Originally Posted by coolscan
You must distinguish between capture (film&digital) and delivery after post production.
Both film and digital capture format have low contrast regardless of resolution to capture as much dynamic range as possible.
Desired contrast and electronic sharpness is then added in post.
I agree that high contrast increase the perceived sharpness.
Low resolution, f.ex. 2K capture requires more added electronic sharpness added in post than capture done at a higher resolution.
5K or 6K capture for 4K or 2K delivery will have a higher organic sharpness and avoids the Edge Enhancement that we so often see in movies released on BD.
The reason for this EE is that previously one thought that 2K film scans and 2K cameras was sufficient for 2K delivery.

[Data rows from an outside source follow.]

PR #290, opened 2026-01-07
Add a verbose mode

mara-schulke:
This merge request is introducing a verbose mode to buffrs which allows debug logs to be output with level, src file, location, and a random prefix (to distinguish multiple parallel buffrs invocations from eachother).

Example output without verbose mode (stays as is):

```
:: installed foo-package@0.1.0
```

Example output in verbose mode:

```
[6fed92f2] INFO  src/operations/installer.rs:310 buffrs::operations::installer: installed foo-package@0.1.0
[6fed92f2] INFO  src/operations/installer.rs:155 buffrs::operations::installer: running install for package: bar-package
[6fed92f2] INFO  src/operations/installer.rs:250 buffrs::operations::installer: bar-package@0.1.0
[6fed92f2] DEBUG src/resolver.rs:374 buffrs::resolver: resolved bar-package@0.1.0 from local cache
[6fed92f2] DEBUG src/operations/installer.rs:399 buffrs::operations::installer: using workspace lockfile version for bar-package@0.1.0
[6fed92f2] DEBUG src/package/store.rs:145 buffrs::package::store: unpacked bar-package@0.1.0 into foo-package/proto/vendor/bar-package
```

This allows to debug and fix issues in production builds. Verbose output can also be toggled via `BUFFRS_VERBOSE=true` so that all subsequent buffrs commands output debug info (useful in CI).

### DIFF
--- a/src/validation/data/package.rs
+++ b/src/validation/data/package.rs
@@ -1,3 +1,4 @@
+// NOTE: `PackageError` fields are allowed unused as they are only used for err formatting
 #![allow(unused_assignments)]
 
 // Copyright 2023 Helsing GmbH
--- a/src/validation/data/packages.rs
+++ b/src/validation/data/packages.rs
@@ -1,3 +1,4 @@
+// NOTE: `PackagesError` fields are allowed unused as they are only used for err formatting
 #![allow(unused_assignments)]
 
 // Copyright 2023 Helsing GmbH


src/operations/publisher.rs
```diff
@@ -186,112 +297,306 @@ impl Publisher {
...
+    /// 2. Reads the package manifest (or uses provided manifest)
     /// 3. Replaces local dependencies with their published remote versions
     /// 4. Creates a package with the updated manifest
     /// 5. Publishes to the registry
     /// 6. Records the mapping of local path to remote location
-    async fn publish_package_at_path(&mut self, package_path: &Path) -> miette::Result<()> {
+    async fn publish_package_at_path(
+        &mut self,
+        package_path: &Path,
+        manifest_override: Option<&PackagesManifest>,
```
mara-schulke: Note @markusz this is now handing the overridden package manifest all the way through until publishing which gets rid of the hash mismatch errors

src/validation/data/package.rs
```diff
@@ -1,3 +1,5 @@
+#![allow(unused_assignments)]
```
Tpt: Might be nice to comment why it's useful.

Tpt (approved):

PR #308, opened 2026-04-15
Prevent 'missing package declaration' errors during publishing

mara-schulke:
This PR repairs and prevents 'missing package declaration' errors in the future, as it creates a new type around package manifests, which ensures that a manifest is publishable before handing it to the actual publishing code. This prevents manifests without a `[package]` section being passed onto branches which can't work without this section using type signatures.

### DIFF
--- a/src/manifest/package.rs
+++ b/src/manifest/package.rs
@@ -113,6 +113,43 @@ impl PackagesManifest {
     }
 }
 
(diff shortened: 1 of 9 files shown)


vsiles (approved):
The changes LGTM. I couldn't really check you didn't miss a spot, so please make sure all locations are updated. But core logic is fine !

When the material is authored for BD, the production people deem the material to be "too soft" and over-sharpens the material.
Now one has learn that film schould be scanned at 4K for 2K delivery and at least at 6K for 4K delivery.

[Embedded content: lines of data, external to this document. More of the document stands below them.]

PR #310, opened 2026-04-17
Add include/exclude fields to package manifest

asmello:
## Summary

- Adds `include` and `exclude` fields to `PackageManifest`, allowing packages to control which files are included when packaging and populating vendor directories
- `include` starts from a blank slate — only files matching the provided globs are included (any file type, not just `.proto`)
- `exclude` starts from all files and removes those matching the provided globs
- The two fields are mutually exclusive — specifying both produces a validation error at manifest parse time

The same with digital cameras that now have gotten sensors with higher than 2K resolution for 2K delivery.
That those cameras also will be used for up-converting to 4K delivery just show how little quality consciousness and care for image quality there are in the movie industry.
What I see complained about from people that work in the industry is that there are mostly stupidity, hearsay, fanboyism, incompetence and money that is the reason for choosing a capture format for a movie.
The choice of equipment based on the desire for the best technical Image quality capture and "future proofing" are more rare.
The 2K digital cameras does a lot of in camera processing (including electronic sharpening) before the images are stored on the capture cards/tapes.
This processing doesn't happen for 35mm film before post production stages.
That' why the 2K cameras can look sharper.
Similar to the 35mm film format happens to the digital RAW capture formats on those cameras that doesn't pre-process the RAW in camera.
Stating as you do; Have you seen much movies shot on Sony F65 (6K'ish) or Red Epic(5K) RAW properly processed, or film scanned at 6K, projected with the latest Barco or Christie Series-2 4K projectors (Sony 4K SXRD/Lcos is softer)?
I don't see the evidence at all in your estimates, because you forget an important point.
That is that IMAX titles usually are scanned at 8K and down-sampled to 2K.
Which shows that very high resolution capture matters very much compared to 2K capture.
By the way; Estimates done for 35mm capture film (not release prints) is that it has from 1.5 to 4 megapixel resolution, depending on type of film used and shooting situation.